LISTED ENTRIES Start Marker

PR #868, opened 2024-06-05
fix: SEGFAULT error during cmd keepalive process

aymericDD:
## What does this PR do?

- [ ] Adds new functionality
- [x] Fixes a bug

- The goroutine launched by the `KeppAlive` command program, get the result from a nil ticker channel because the unlock command is released too early. 

## Code Quality Checklist

## Testing

    - `x`
    - [x] locally.

### DIFF
--- a/command/command.go
+++ b/command/command.go
@@ -80,12 +80,12 @@ type backgroundCmd struct {
 	Cmd
 	sync.Mutex
 
-	log            *zap.SugaredLogger
-	processManager process.Manager
-	ticker         *time.Ticker
-	chErr          chan error
-	chQuit         chan int
-	pid            int
+	log             *zap.SugaredLogger
+	processManager  process.Manager // Manager to interact with process
+	ticker          *time.Ticker    // Used to send regular SIGCONT signal to process
+	chErr           chan error      // Used to monitor the exit of the command
+	chKeepAliveQuit chan int        // Used to kill the keepAlive goroutine
+	pid             int             // PID of the process
 }
 
 type factory struct {
@@ -190,7 +190,7 @@ func (w *backgroundCmd) KeepAlive() {
 
 	w.ticker = time.NewTicker(cmdKeepAliveTickDuration)
 
-	w.chQuit = make(chan int)
+	w.chKeepAliveQuit = make(chan int)
 
 	w.log.Debug("monitoring sending SIGCONT signal to process every 1s")
 
@@ -218,8 +218,8 @@ func (w *backgroundCmd) sendSIGCONTSignal() (exit bool, err error) {
 	}
 
 	select {
-	case <-w.chQuit:
-		close(w.chQuit)
+	case <-w.chKeepAliveQuit:
+		close(w.chKeepAliveQuit)
 		w.log.Debug("background process exited, stopping to monitor background process, ticker removed")
 
 		return true, nil
@@ -260,8 +260,8 @@ func (w *backgroundCmd) resetTicker() {
 	w.ticker.Stop()
 	w.ticker = nil
 
-	if w.chQuit != nil {
-		w.chQuit <- 0
+	if w.chKeepAliveQuit != nil {
+		w.chKeepAliveQuit <- 0
 	}
 }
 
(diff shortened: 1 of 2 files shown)


command/command.go
```diff
@@ -84,6 +84,7 @@ type backgroundCmd struct {
 	processManager process.Manager
 	ticker         *time.Ticker
 	chErr          chan error
+	chQuit         chan int
```
ptnapoleon, line 87: Could we comment the purpose of each of these? It would help new readers

command/command_test.go
```diff
@@ -240,7 +240,7 @@ var _ = Describe("BackgroundCmd", func() {
 				SetupMockExpect(cmd, manager, proc, syscall.SIGCONT, findErr, signalErr, times)
 
 				sut.KeepAlive()
-				sut.KeepAlive() // we call it twice volountarily to ensure a single goroutine is created
+				//sut.KeepAlive() // we call it twice voluntarily to ensure a single goroutine is created
```
ptnapoleon, line 243: any idea why we used to call it twice? I don't see how that ensured that only one goroutine is created

command/command.go
```diff
@@ -175,70 +177,84 @@ func (w *backgroundCmd) Start() error {
...
-			proc, err := w.processManager.Find(w.pid)
-			if err != nil {
-				w.log.Errorw("an error occurred when trying to Find process, stopping to monitor background process, ticker removed", "error", err)
+	if w.ticker == nil {
+		return fmt.Errorf("ticker is nil")
+	}
 
-				w.resetTicker()
+	select {
+	case <-w.chQuit:
```
ptnapoleon, line 215: I don't understand this select block, won't we expect that anytime `resetTicker` is called, we end up returning an error here? I must be misunderstanding the control flow

command/command.go
```diff
@@ -175,70 +177,84 @@ func (w *backgroundCmd) Start() error {
...
 		for {
-			if w.ticker == nil {
+			if err := w.sendSIGCONTSignal(); err != nil {
 				return
 			}
+		}
+	}()
+}
 
-			<-w.safeTicker().C
```
ptnapoleon, line 199: okay, i do think i see now why safeTicker wasn't always safe when we were shutting down the injector

command/command_test.go
aymericDD: I mean we don't verify if two goroutines are created, but if another goroutines is created, methods of the processManager will not match the call expectations.

command/command.go
aymericDD: You right, in fact it's not an error. I have changed the code to be more explicit 👍

command/command.go
aymericDD: Yes, the mutex must used during the usage of the chanel.

command/command.go
```diff
@@ -175,70 +177,92 @@ func (w *backgroundCmd) Start() error {
...
-	w.Lock()
-	defer w.Unlock()
-
 	if w.ticker != nil {
 		return
 	}
 
 	w.ticker = time.NewTicker(cmdKeepAliveTickDuration)
 
+	w.chKeepAliveQuit = make(chan int)
```
ptnapoleon, line 193: nit: I dont think we need to prefix this with `ch` just to show its type in the name

ptnapoleon (approved):

command/command.go
```diff
@@ -175,70 +177,92 @@ func (w *backgroundCmd) Start() error {
...
-
 	if w.ticker == nil {
 		return
 	}
 
 	w.ticker.Stop()
 	w.ticker = nil
+
+	if w.keepAliveQuit != nil {
+		w.keepAliveQuit <- 0
```
ptnapoleon, line 264: The issue before was that `keepAliveQuit` was unbuffered, so this would block until someone read from the channel. But when we're called by `Stop()`, who has the lock, we'll never be able to read from this channel in `sendSIGCONTSignal`, as it can't get the lock. If we make it a buffered channel, this won't block anymore. Stop() can complete, and then the goroutine calling sendSIGCONTSignal can complete. I don't see any more stuck pods locally

aymericDD: Really interesting 🤔 I learn something today! Thanks for the investigation and the fix! Good job! 💪

luphaz (approved):

ptnapoleon (approved):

LISTED ENTRIES End Marker

■ INSTRUCTIONS TO FOLLOW
Set down the material above in full, keeping each line exactly as it is.

■ WRITTEN SOLUTION
PR #868, opened 2024-06-05
fix: SEGFAULT error during cmd keepalive process

aymericDD:
## What does this PR do?

- [ ] Adds new functionality
- [x] Fixes a bug

- The goroutine launched by the `KeppAlive` command program, get the result from a nil ticker channel because the unlock command is released too early. 

## Code Quality Checklist

## Testing

    - `x`
    - [x] locally.

### DIFF
--- a/command/command.go
+++ b/command/command.go
@@ -80,12 +80,12 @@ type backgroundCmd struct {
 	Cmd
 	sync.Mutex
 
-	log            *zap.SugaredLogger
-	processManager process.Manager
-	ticker         *time.Ticker
-	chErr          chan error
-	chQuit         chan int
-	pid            int
+	log             *zap.SugaredLogger
+	processManager  process.Manager // Manager to interact with process
+	ticker          *time.Ticker    // Used to send regular SIGCONT signal to process
+	chErr           chan error      // Used to monitor the exit of the command
+	chKeepAliveQuit chan int        // Used to kill the keepAlive goroutine
+	pid             int             // PID of the process
 }
 
 type factory struct {
@@ -190,7 +190,7 @@ func (w *backgroundCmd) KeepAlive() {
 
 	w.ticker = time.NewTicker(cmdKeepAliveTickDuration)
 
-	w.chQuit = make(chan int)
+	w.chKeepAliveQuit = make(chan int)
 
 	w.log.Debug("monitoring sending SIGCONT signal to process every 1s")
 
@@ -218,8 +218,8 @@ func (w *backgroundCmd) sendSIGCONTSignal() (exit bool, err error) {
 	}
 
 	select {
-	case <-w.chQuit:
-		close(w.chQuit)
+	case <-w.chKeepAliveQuit:
+		close(w.chKeepAliveQuit)
 		w.log.Debug("background process exited, stopping to monitor background process, ticker removed")
 
 		return true, nil
@@ -260,8 +260,8 @@ func (w *backgroundCmd) resetTicker() {
 	w.ticker.Stop()
 	w.ticker = nil
 
-	if w.chQuit != nil {
-		w.chQuit <- 0
+	if w.chKeepAliveQuit != nil {
+		w.chKeepAliveQuit <- 0
 	}
 }
 
(diff shortened: 1 of 2 files shown)


command/command.go
```diff
@@ -84,6 +84,7 @@ type backgroundCmd struct {
 	processManager process.Manager
 	ticker         *time.Ticker
 	chErr          chan error
+	chQuit         chan int
```
ptnapoleon, line 87: Could we comment the purpose of each of these? It would help new readers

command/command_test.go
```diff
@@ -240,7 +240,7 @@ var _ = Describe("BackgroundCmd", func() {
 				SetupMockExpect(cmd, manager, proc, syscall.SIGCONT, findErr, signalErr, times)
 
 				sut.KeepAlive()
-				sut.KeepAlive() // we call it twice volountarily to ensure a single goroutine is created
+				//sut.KeepAlive() // we call it twice voluntarily to ensure a single goroutine is created
```
ptnapoleon, line 243: any idea why we used to call it twice? I don't see how that ensured that only one goroutine is created

command/command.go
```diff
@@ -175,70 +177,84 @@ func (w *backgroundCmd) Start() error {
...
-			proc, err := w.processManager.Find(w.pid)
-			if err != nil {
-				w.log.Errorw("an error occurred when trying to Find process, stopping to monitor background process, ticker removed", "error", err)
+	if w.ticker == nil {
+		return fmt.Errorf("ticker is nil")
+	}
 
-				w.resetTicker()
+	select {
+	case <-w.chQuit:
```
ptnapoleon, line 215: I don't understand this select block, won't we expect that anytime `resetTicker` is called, we end up returning an error here? I must be misunderstanding the control flow

command/command.go
```diff
@@ -175,70 +177,84 @@ func (w *backgroundCmd) Start() error {
...
 		for {
-			if w.ticker == nil {
+			if err := w.sendSIGCONTSignal(); err != nil {
 				return
 			}
+		}
+	}()
+}
 
-			<-w.safeTicker().C
```
ptnapoleon, line 199: okay, i do think i see now why safeTicker wasn't always safe when we were shutting down the injector

command/command_test.go
aymericDD: I mean we don't verify if two goroutines are created, but if another goroutines is created, methods of the processManager will not match the call expectations.

command/command.go
aymericDD: You right, in fact it's not an error. I have changed the code to be more explicit 👍

command/command.go
aymericDD: Yes, the mutex must used during the usage of the chanel.

command/command.go
```diff
@@ -175,70 +177,92 @@ func (w *backgroundCmd) Start() error {
...
-	w.Lock()
-	defer w.Unlock()
-
 	if w.ticker != nil {
 		return
 	}
 
 	w.ticker = time.NewTicker(cmdKeepAliveTickDuration)
 
+	w.chKeepAliveQuit = make(chan int)
```
ptnapoleon, line 193: nit: I dont think we need to prefix this with `ch` just to show its type in the name

ptnapoleon (approved):

command/command.go
```diff
@@ -175,70 +177,92 @@ func (w *backgroundCmd) Start() error {
...
-
 	if w.ticker == nil {
 		return
 	}
 
 	w.ticker.Stop()
 	w.ticker = nil
+
+	if w.keepAliveQuit != nil {
+		w.keepAliveQuit <- 0
```
ptnapoleon, line 264: The issue before was that `keepAliveQuit` was unbuffered, so this would block until someone read from the channel. But when we're called by `Stop()`, who has the lock, we'll never be able to read from this channel in `sendSIGCONTSignal`, as it can't get the lock. If we make it a buffered channel, this won't block anymore. Stop() can complete, and then the goroutine calling sendSIGCONTSignal can complete. I don't see any more stuck pods locally

aymericDD: Really interesting 🤔 I learn something today! Thanks for the investigation and the fix! Good job! 💪

luphaz (approved):

ptnapoleon (approved):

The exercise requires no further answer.